Ask before reuse when:

  • the memory is sensitive,
  • the memory conflicts with the current request,
  • the memory was inferred rather than explicitly provided,
  • the memory comes from another context, account, user, or tool source,
  • the user may not expect it to affect this task.

Storage Rules

Do not store:

  • secrets, passwords, API keys, private keys, tokens, cookies, or security codes,
  • payment numbers, bank details, government IDs, medical records, legal records, raw financial records,
  • full private messages, full logs, full transcripts, or unrelated personal data,
  • protected-class traits, biometric data, child/minor data, trauma details, or intimate details unless explicitly requested and appropriate,
  • speculative inferences, labels, diagnoses, risk scores, or judgments about the user,
  • temporary task context that is only needed for the current request.

Prefer:

  • short user-approved preferences,
  • project-specific working notes with clear scope,
  • redacted summaries,
  • time-limited notes,
  • asking before storage.

Edit And Delete Rules

Before editing or deleting memory:

  • show or summarize the memory being changed,
  • explain the proposed edit or deletion,
  • get explicit approval,
  • avoid deleting broad groups of memories unless the user clearly requested that scope.

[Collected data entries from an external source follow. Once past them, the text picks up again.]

PR #274, opened 2024-01-23
feat: loading screen polishing

lorux0:
Introduce visual improvements on the loading screens:
- background blur
- transition animations
- layout
- randomization fixes
- tip rotation duration

Also introduces the loading screens when teleporting to any parcel, either from the debug panel or the minimap.

# How to test

1. Start the initial flow as expected
2. Change realm from the debug panel
3. Teleport to different spawn points or coordinates
4. Rotate tips
5. Check that the loading screen is always displayed as expected
6. Open the minimap and click to jumpin to any parcel


mikhail-dcl (changes requested):
Hey Nico, it will not work this way: you should respect empty scenes just like it's respected in the single-parcel version.
- You should modify ByParcelAsync(Vector2Int parcel, CancellationToken ct) to pass a readonly list instead. The endpoint already supports the list, currently it's requested with one parcel only
- You should filter out all empty parcels and create reports for non-empty ones. Otherwise, empty parcels will be never fullfilled

anicalbano (approved):
✔️ Reviewed and approved by QA

Explorer/Assets/DCL/SceneLoadingScreens/SceneLoadingScreenView.cs
```diff
@@ -65,30 +82,82 @@ public void AddTip(SceneTips.Tip tip)
...
+                                        .AttachExternalCancellation(ct);
+
+            await UniTask.WhenAll(tipFadeTask, backgroundFadeTask);
+        }
+
+        public async UniTask HideTipWithFadeAsync(int index, float duration, CancellationToken ct)
+        {
+            UniTask tipFadeTask = tips[index]
+                                 .RootCanvasGroup.DOFade(0f, duration)
+                                 .AsyncWaitForCompletion()
```
mikhail-dcl, line 148: You should not create an intermediate task and then convert it to `UniTask`. It creates an overhead: just use `DOTweenAsyncExtensions` directly (we already have a couple of use cases). You just need a `UniTask.DOTween` assembly for that.
Please consider changing all the occurences.

Explorer/Assets/DCL/SceneLoadingScreens/SceneLoadingScreenView.cs
```diff
@@ -65,30 +82,82 @@ public void AddTip(SceneTips.Tip tip)
...
+                                 .AsUniTask();
+
+            UniTask backgroundFadeTask = backgrounds[index]
+                                        .RootCanvasGroup.DOFade(0f, duration)
+                                        .AsyncWaitForCompletion()
+                                        .AsUniTask()
+                                        .AttachExternalCancellation(ct);
```
mikhail-dcl, line 155: These extensions also have a built-in `CancellationToken` support so you don't need to work it around with `AttachExternalCancellation`. 
`AttachExternalCancellation` is general is a bad practive and should be used for code out of our control only: it does not clean-up any resources under the hood: it stops spininng the wrapped task only that may lead to resources leak.

mikhail-dcl (changes requested):

mikhail-dcl:
Additionaly: are you sure that design-wise we should use `Teleport To Parcel` for Navmap instead of `Teleport To Spawn Point`?

anicalbano:
Re checked 🟢

lorux0:
> Additionaly: are you sure that design-wise we should use `Teleport To Parcel` for Navmap instead of `Teleport To Spawn Point`?

Changed to teleport to spawn point (validated with product)

mikhail-dcl (approved):

PR #277, opened 2024-01-24
fix Global Plugins Settings

NickKhalow:
for some reason type in Global Settings haven't been updated, here fix


mikhail-dcl (approved):
Thanks

sandrade-dcl (approved):

PR #287, opened 2024-01-30
fix: Handle thumbnail downloading failure in the system

mikhail-dcl:
We should always handle both branches for promises: success and fail.
I assign the default thumbnail in the failed branch


sandrade-dcl (approved):
Tested in my side and the fix works perfectly, thanks!

PR #296, opened 2024-02-04
sub-feat/Character Preview on Auth Screen

fcolarich:
Here we add the Character preview to the authentication screen.
To achieve this and to add more flexibility to the character preview so it can be further reused, I extracted some of the main classes and created either interfaces or abstract classes from them.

If a memory is wrong, stale, sensitive, or no longer wanted, ask whether to correct, narrow, or delete it.

Review Payload

When using a configured AANA checker, send only a minimal redacted review payload:

  • user_request
  • memory_operation
  • memory_summary
  • source_status
  • relevance_status
  • sensitivity_status
  • approval_status
  • lifecycle_status
  • recommended_action

Do not include raw secrets, credentials, full private records, full logs, full transcripts, full account records, or unrelated private data when a redacted summary is enough.

Decision Rule

  • If no memory is needed, do not use memory.
  • If low-risk memory is relevant and approved for this purpose, reuse it.
  • If storing, editing, deleting, importing, exporting, or sensitive reuse is proposed, request explicit approval.
  • If the content is sensitive or unnecessary, avoid storing and use temporary context only.
  • If the memory is stale, conflicting, or unsupported, ask before using or changing it.
  • If the memory action would expose secrets, violate consent, or misuse private data, refuse that part.
  • If a checker is unavailable or untrusted, use manual memory review.

Output Pattern

For memory-sensitive work, prefer:

AANA memory gate:
- Request: ...
- Memory operation: none / read / reuse / store / edit / delete / export / import / unknown
- Memory summary: ...
- Source: explicit_user / approved_preference / inferred / third_party / tool_output / unknown
- Relevance: relevant / partial / unrelated / unknown
- Sensitivity: ordinary / personal / private / financial / health / legal / credential / protected / unknown
- Approval: explicit / implicit_low_risk / required / denied / unclear
- Decision: proceed / ask / request_approval / narrow / avoid_storing / edit / delete / refuse

Do not include this gate in the user-facing answer unless approval, correction, deletion, or a memory boundary needs to be explained.